PR #1032, opened 2025-05-12
rust: Make a slightly less flaky test for a marks bug

alexjg:
I've noticed a flaky test in `op_set2::change::batch::tests::batch_marks_patch`. I haven't managed to nail down exactly what the root cause is (though it looks like the fast and slow seek op queries have inconsistent behavior around skipping mark operations) but I have pulled out the randomly generated ops in the original test and put them in a test in this PR. The test still flakes around 50% of the time, but that's much more consistent than the ~1/8 (not rigorously tested) failures in the original test.


alexjg:
Closing as the fix for this is now on `main`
·····
_Description of the task_
Your reply should be one number: how many lines in the records contain "test".

_Answer box_
2